Unfortunately, there is no more detailed formula. This ratio

6) Break-even point of variable costs (point of coverage of variable costs):

TR = VC or P = AVC. (nine)

It shows that the process of recouping fixed costs is about to begin. This is important indicator both for managers who "started" a new product, and for owners. However, even here there is no more intelligible formula for calculations. The reason is the same: the ratio

(9) is always individual.

Target profit points

They show the output of a single product (or revenue in the case of multi-product production) that provides a given mass or rate of return.

1. Target profit point for the number of product units.

The traditional metric is the output that provides the target profit. Similar calculations are performed in many firms. Suppose the required profit is π, that is

This formula is easily modified in the case of target profit after tax. Here's a simplified calculation. If the target profit after tax should be equal to z, then (TR - ТС) × (1 - t) = z, where t is the income tax rate. Therefore, (P - AVC) x Q x (1 - t) = z + FC × (1 - t) or

2. The target profit point for revenue is easily calculated by analogy with formula (7):

In the multi-product case, it is subject to the same restrictions on the invariability of the coefficient k, i.e. share of variable costs in revenue.

Sensitivity analysis is based on the use of the technique "what will happen if one or more factors affecting the amount of sales, costs or profits change". Based on the analysis, you can obtain data on the final result for a given change in certain parameters. Sensitivity analysis is based on safety edges.

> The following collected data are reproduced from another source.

PR #1064, opened 2020-05-12
Fix the multi-threaded CRAM multi-region iterator regression.

### LINKED ISSUE #1061: Multi-region iterator inefficiency regression
On CRAM, multi-threaded decoding in conjunction with the multi-region iterator is very slow and inefficient, causing lots of excess work.

However it didn't used to be this way.  The changes in bfc9f0d35bb608f46f8fdbf6a284931af78c1461 interact badly with threading.  I have that commit and the commit before compiled up:

```
time /tmp/test_view.slow -@8 -M -B NA06985.final.chr1.cram `perl -lane 'print "$F[0]:". ($F[1]+1) ."-$F[2]"' 10k.bed`

real	0m15.145s
user	0m54.005s
sys	0m1.820s

time /tmp/test_view.fast -@8 -M -B NA06985.final.chr1.cram `perl -lane 'print "$F[0]:". ($F[1]+1) ."-$F[2]"' 10k.bed`

real	0m4.247s
user	0m14.079s
sys	0m0.838s
```

For reference, the unthreaded version is the comparable in both.  Here's an example:

```
time /tmp/test_view.fast -M -B NA06985.final.bam `perl -lane 'print "$F[0]:". ($F[1]+1) ."-$F[2]"' 10k.bed`

real	0m2.649s
user	0m2.604s
sys	0m0.044s
```

I was attempting to work how to speed this up by changing the seeks to CRAM_OPT_RANGE requests and noticed that 1.10 was already massively faster than current develop.

My suggestion though is indeed to use CRAM_OPT_RANGE.  Something like (but not quite) this:

```
                if (iter->curr_off < iter->off[iter->i].u) {                    
                    iter->curr_off = iter->off[iter->i].u;                      
                    // CRAM has the capability of setting an end location.      
                    // This means multi-threaded decodes can stop once they     
                    // reach that point, rather than pointlessly decoding       
                    // more slices than we'll be using.                         
                    if (iter->is_cram && iter->curr_intv == 0) {                
                        cram_range r = {                                        
                            iter->curr_tid,                                     
                            iter->reg_list[iter->curr_reg].min_beg,             
                            iter->reg_list[iter->curr_reg].max_end              
                        };                                                      
                        cram_set_option(fp, CRAM_OPT_RANGE, &r);                
                    } else   // else needed? Unsure!                                                   
                    if (iter->seek(fp, iter->curr_off, SEEK_SET) < 0) {         
                        hts_log_error("Seek at offset %" PRIu64 " failed.", iter->curr_off);                                                                   
                        return -1;                                              
                    }                                                           
                }
            }                                                                   
        }                                                                       
                                                                                
        ret = iter->readrec(fp, fd, r, &tid, &beg, &end);                       
        if (ret < 0) {                                                          
            if (iter->is_cram && cram_eof(fp)) {                                
                fprintf(stderr, "eof in this range, try next\n");               
                iter->curr_off = iter->off[iter->i].v; // skip to end of range  
                continue;                                                       
            }                                                                   
            break;                                                              
        }                                                                       
                                                              
```

The thought here is we know the start and end locations in genomic coords, and we've mapped the start over to file offsets.  When we get to the next genomic coord we do another seek to the file offset.  However with multi-threading it's decoding ahead of time.  We have no way to tell BAM to stop, but CRAM does have this mechanism.  We can tell it to cease decoding once it hits the end genomic location, so the threading won't waste lots of CPU decoding something that isn't in our range.  It's not perfect (that would be to speculatively start decoding the next range), but it's better than what we have now.  It doesn't help though due to the aforementioned issue.

I haven't tried yet to see if these changes applied to 1.10 speed it up.

jkbonfield:
Fixes #1061

This appears to have been introduced during bfc9f0d and fixed for BAM only in 6149ea6.  The effect on multi-threading decoding for CRAM was significant.

This fix takes a totally different approach, which not only fixes the regression but passes it.  CRAM can do CRAM_OPT_RANGE queries, used by the single version of the iterator, which informs the decode of both start and end range positions.  When threading this means we don't preemptively decode the next container unless it'll actually be used. This same logic is now used in the multi-region iterator, although it's complex.

The general strategy is as follows:

- Ensure we know the next container start from index.  This needs a small tweak to cram_index struct as the next container isn't quite the same as this container + slice offset + slice size (sadly).  I think it's missing the size of the container struct itself.

- When being given a start..end offset, step into the reg_list to find the corresponding chr:start-end range.

- Produce a new CRAM_OPT_RANGE_NOSEEK option that does the same job as the old CRAM_OPT_RANGE opt but without the seek.  This is necessary hts.c does the seek for us and the pseek/ptell only work with each other and not within the cram subdir code itself).

- Identify neighbouring file offsets and merge together their correponding ranges so a block of adjacent offsets becomes a single CRAM_OPT_RANGE query.  We cache the end offset (.v) in iter->end so we can avoid duplicating the seek / range request in subsequent intervals.

- Manage the EOF vs EOR (end of range) return values.  For EOR we have do the incrementing ourselves as we need to restart the loop without triggering the end-of-file or end-of-multi-iterator logic below it.

- Tweak the region sorting a bit so ties are resolved by the max value.  We want the index into reg_list to also be sorted, so we can accurately step through them.  Note this logic is CRAM specific, as the sorting wouldn't work on BAI anyway due to the R-tree.

Some benchmarks on ~37,000 regions returning ~110 million seqs across NA06985.final.cram:

```
CRAM-1.10 no threads:  real  4m37.361s   user  4m21.128s   sys  0m7.988s
CRAM-1.10 -@16:        real  3m14.371s   user 28m48.872s   sys  4m52.442s
CRAM-dev -@16:         real  5m55.670s   user 61m0.005s    sys 11m23.147s
CRAM-current -@16:     real  1m55.701s   user  5m54.234s   sys  0m51.699s
```

The increase in user time between unthreaded and 16 threads is modest. System time increase is considerable, but this appears to primarily be down to glibc malloc inefficiencies.  Using libtcmalloc.so instead gives:
```
1M CRAM-current -@16:  real  1m30.882s   user  6m9.103s    sys  0m4.960s
```
We're still nowhere near using 16 threads, but this is because the average size of each region is significantly smaller than 16 containers worth.

### DIFF
--- a/cram/cram_index.c
+++ b/cram/cram_index.c
@@ -481,6 +481,34 @@ cram_index *cram_index_query_last(cram_fd *fd, int refid, hts_pos_t end) {
             first++;
     }
 
+    // Compute the start location of next container.
+    //
+    // This is useful for stitching containers together in the multi-region
+    // iterator.  Sadly we can't compute this from the single index line.
+    //
+    // Note we can have neighbouring index entries at the same location
+    // for when we have multi-reference mode and/or multiple slices per
+    // container.
+    cram_index *next = first;
+    do {
+        if (next >= last) {
+            // Next non-empty reference
+            while (++refid+1 < fd->index_sz)
+                if (fd->index[refid+1].nslice)
+                    break;
+            if (refid+1 >= fd->index_sz) {
+                next = NULL;
+            } else {
+                next = fd->index[refid+1].e;
+                last = fd->index[refid+1].e + fd->index[refid+1].nslice;
+            }
+        } else {
+            next++;
+        }
+    } while (next && next->offset == first->offset);
+
+    first->next = next ? next->offset : 0;
+
     return first;
 }
 
--- a/cram/cram_io.c
+++ b/cram/cram_io.c
@@ -4870,6 +4870,25 @@ int cram_set_voption(cram_fd *fd, enum hts_fmt_option opt, va_list args) {
         return r;
     }
 
+    case CRAM_OPT_RANGE_NOSEEK: {
+        // As per CRAM_OPT_RANGE, but no seeking
+        pthread_mutex_lock(&fd->range_lock);
+        cram_range *r = va_arg(args, cram_range *);
+        fd->range = *r;
+        if (r->refid == HTS_IDX_NOCOOR) {
+            fd->range.refid = -1;
+            fd->range.start = 0;
+        } else if (r->refid == HTS_IDX_START || r->refid == HTS_IDX_REST) {
+            fd->range.refid = -2; // special case in cram_next_slice
+        }
+        if (fd->range.refid != -2)
+            fd->required_fields |= SAM_POS;
+        fd->ooc = 0;
+        fd->eof = 0;
+        pthread_mutex_unlock(&fd->range_lock);
+        return 0;
+    }
+
     case CRAM_OPT_REFERENCE:
         return cram_load_reference(fd, va_arg(args, char *));
 
--- a/cram/cram_structs.h
+++ b/cram/cram_structs.h
@@ -663,6 +663,7 @@ typedef struct cram_index {
     int     slice;  // 1.0 landmark index, 1.1 landmark value
     int     len;    //                     1.1 - size of slice in bytes
     int64_t offset; // 1.0                 1.1
+    int64_t next;   // derived: offset of next container.
 } cram_index;
 
 typedef struct {
--- a/hts.c
+++ b/hts.c
@@ -1603,9 +1603,11 @@ int hts_check_EOF(htsFile *fp)
 #define META_BIN(idx) ((idx)->n_bins + 1)
 
 #define pair64_lt(a,b) ((a).u < (b).u)
+#define pair64max_lt(a,b) ((a).u < (b).u || \
+                           ((a).u == (b).u && (a).max < (b).max))
 
 KSORT_INIT_STATIC(_off, hts_pair64_t, pair64_lt)
-KSORT_INIT_STATIC(_off_max, hts_pair64_max_t, pair64_lt)
+KSORT_INIT_STATIC(_off_max, hts_pair64_max_t, pair64max_lt)
 
 typedef struct {
     int32_t m, n;
@@ -2832,7 +2834,9 @@ int hts_itr_multi_cram(const hts_idx_t *idx, hts_itr_t *iter)
                     }
 
                     if (e) {
-                        off[n_off++].v = e->offset + e->slice + e->len;
+                        off[n_off++].v = e->next
+                            ? e->next
+                            : e->offset + e->slice + e->len;
                     } else {
                         hts_log_warning("Could not set offset end for region %d:%"PRIhts_pos"-%"PRIhts_pos". Skipping", tid, beg, end);
                     }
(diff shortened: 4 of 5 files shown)


jkbonfield:
I know this is quite hairy and long-winded, but the fix is complex!  I've tried my best to test it.  Things I've looked at:

- Neighbouring offset ranges that span chromosomes; eg every end of one chr and very start of the next.

- The boundary of mapped to unmapped data (query region "*"), both with neighbouring offsets and non-neighbouring offsets.

- Multi slice containers

- Slices with multi-ref mode (RI cram data series) giving multiple references using the same offset.

- General random stress testing, around about 100,000 ranges of varying size across whole genomes.

Please do test more though! It's hard to think of all the cases and I kept finding bugs when inventing new test cases so it's really tricky to validate this is complete.  That said I did stumble across the indexing bug in 1.10 and earlier (that we'd already fixed) so my testing is apparently more complete than we'd done for several htslib releases.

jmarshall:
The documentation added for `CRAM_OPT_RANGE_NOSEEK` — “CRAM_OPT_RANGE minus the seek” — is fairly unclear for a user trying to understand which `hts_fmt_option` they want to use.

Adding documentation of `hts_itr_t` to the public header file will encourage users to access these fields directly, which they should not be doing. It would be better to put such internal documentation in _hts.c_ near the iterator code instead.

(This struct is not opaque for historical reasons only. It is used only in _hts.c_ and _sam.c_ (and also in _tabix.c_ but that should be fixed, and once in _htslib/sam.h_ but that `if` statement could easily be refactored inside a non-inlined library API function in _sam.c_). If those changes were made, `hts_itr_t` could be made opaque in a future ABI-breaking release.

A couple of fields are used directly in a couple of places in samtools, but this is also something that should be fixed.)

jkbonfield:
We really need to go through our header files adding comments above the private structures, informing people that they need to be considered as private and are public only due to use by static-inline functions.

The other change regarding -1 to HTS_IDX_NOCOOR is a potential change in behaviour.  HTS_IDX_NOCOOR is -2, not -1.   However I think it's the correct change as `cram_index_query` has code that recognises HTS_IDX_NOCOOR and replaces it with tid -1, as does `cram_seek_to_refpos`.  Giving it -1 would have worked though as it's what NOCOOR ends up being changed to.  Hence it looks OK.

Did you experimentally verify it though by using "*" as one of your multi-region chromosomes?

valeriuo:
> We really need to go through our header files adding comments above the private structures, informing people that they need to be considered as private and are public only due to use by static-inline functions.

I second that. Having the documentation on top of the struct definition helps with retrieving it faster when needed, especially by IDE doc pop-ups. And explicitly telling people not to access the struct fields directly is probably a better guarantee they would not do it.

> The other change regarding -1 to HTS_IDX_NOCOOR is a potential change in behaviour. HTS_IDX_NOCOOR is -2, not -1. However I think it's the correct change as `cram_index_query` has code that recognises HTS_IDX_NOCOOR and replaces it with tid -1, as does `cram_seek_to_refpos`. Giving it -1 would have worked though as it's what NOCOOR ends up being changed to. Hence it looks OK.

I think doing away with the hard-coded value makes the code clearer. Also the macro name corresponds exactly to the state the iterator is in.

> Did you experimentally verify it though by using "*" as one of your multi-region chromosomes?

Yes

Safety margins (sometimes translated as safety margin or safety margin) show the safety margin, business break-even percentage or natural units, or in rubles of proceeds. The representation in percent is more visual and, most importantly, allows you to normalize this important indicator. Although these norms are extremely approximate, they are useful. Mathematicians speak about such numbers and formulas with disdain: "managerial indicators". But this “engineering approach” is inevitable.

The classic safety edge in terms of the number of product units:

It shows how much the revenue can decrease in case of non-loss production. An indicator less than 30% is a sign of high risk.

Classic safety edge by revenue:

Both of these safety margins are good for the business in general, as the fixed costs are understandable, but not very useful for business segments. However, the "head-on" application of variables or marginal costs, as you remember, requires the nonlinearity of their functions. Classical management accounting does not study these functions and therefore has to consider them linear. Does this mean that there are no other safety edges besides the classic ones? The answer will be no.

The price safety edge shows how much the price needs to be reduced in order for the profit to turn to zero. This will be at the critical price P k = AC. Then the safety edge will be as a percentage of the current price:

The safety edge for variable costs shows how much you need to increase the unit variable costs in order for the profit to go to zero. The critical value of AVC is achieved when AVC = P - AFC. That's why

The security edge at fixed costs in absolute terms is equal to profit, and in relative terms:

Note that in formulas (15-17), the issue remains unchanged.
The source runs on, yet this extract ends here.